▶ _ACTIVITY_
Where "with" occurs in a line of the entries below, copy that line.

──────── MATERIAL SUPPLIED ────────

PR #5253, opened 2024-07-02
Pulled CLIP and UNet into Seperate Files

tobias17:
## Overview

The abstracted CLIP and UNet models got pulled into their own respective files in the `extra/models` folder.

`examples/stable_diffusion.py` and `examples/sdxl.py` both had their implementations of these models removed and reference the common model.

## Testing
```sh
$ NV=1 python3 examples/stable_diffusion.py --seed 0 --noshow
output validated with distance=7.163018835854018e-07
```

```sh
$ NV=1 python3 examples/sdxl.py --seed 0 --noshow
output validated with distance=0.0012854303931817412
```

### DIFF
--- a/extra/models/clip.py
+++ b/extra/models/clip.py
@@ -316,8 +316,7 @@ class Open:
       x = self.transformer(x, attn_mask=self.attn_mask)
       x = self.ln_final(x)
 
-      pooled = x[Tensor.arange(x.shape[0]), text.argmax(dim=-1)]
-      pooled = pooled @ self.text_projection
+      pooled = x[:, text.argmax(dim=-1)] @ self.text_projection
       return pooled
 
 
--- a/extra/models/clip.py
+++ b/extra/models/clip.py
@@ -1,0 +1,366 @@
+from tinygrad import Tensor, dtypes
+from tinygrad.helpers import fetch
+from tinygrad.nn import Linear, LayerNorm, Embedding
+
+from typing import List, Optional, Union, Tuple
+from abc import ABC, abstractmethod
+from functools import lru_cache
+import re, gzip
+
+class Tokenizer:
+  """
+  Namespace for CLIP Text Tokenizer components.
+  """
+
+  @staticmethod
+  def get_pairs(word):
+    """
+    Return set of symbol pairs in a word.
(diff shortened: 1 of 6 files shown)


extra/models/clip.py
```diff
@@ -0,0 +1,366 @@
...
+  def __call__(self, text:str) -> Union[Tensor,Tuple[Tensor,...]]:
+    pass
+
+
+class Closed:
+  """
+  Namespace for OpenAI CLIP model components.
+  """
+
+  # https://github.com/tinygrad/tinygrad/blob/64cda3c481613f4ca98eeb40ad2bce7a9d0749a3/examples/stable_diffusion.py#L329
```
chenyuxyz, line 133: i think these comments that pin to stable diffusion become obsolete after the refactor

extra/models/clip.py
```diff
@@ -0,0 +1,366 @@
...
+
+    def __call__(self, text:Tensor) -> Tensor:
+      seq_len = text.shape[1]
+
+      x = self.token_embedding(text)
+      x = x + self.positional_embedding[:seq_len]
+      x = self.transformer(x, attn_mask=self.attn_mask)
+      x = self.ln_final(x)
+
+      pooled = x[Tensor.arange(x.shape[0]), text.argmax(dim=-1)]
```
chenyuxyz, line 336: is the arange needed? compare to `x[:, text.argmax(dim=-1)]`

chenyuxyz: hmm maybe not, it just looks weird to me

chenyuxyz: `list(range(x.shape[0]))` works

extra/models/clip.py
```diff
@@ -0,0 +1,366 @@
...
+    cs = bs[:]
+    n = 0
+    for b in range(2**8):
+      if b not in bs:
+        bs.append(b)
+        cs.append(2**8+n)
+        n += 1
+    cs = [chr(n) for n in cs]
+    return dict(zip(bs, cs))
+  @lru_cache()
```
chenyuxyz, line 48: i think this is broken for python < 3.10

────────

▶ _EXERCISE ANSWER_
output validated with distance=7.163018835854018e-07
output validated with distance=0.0012854303931817412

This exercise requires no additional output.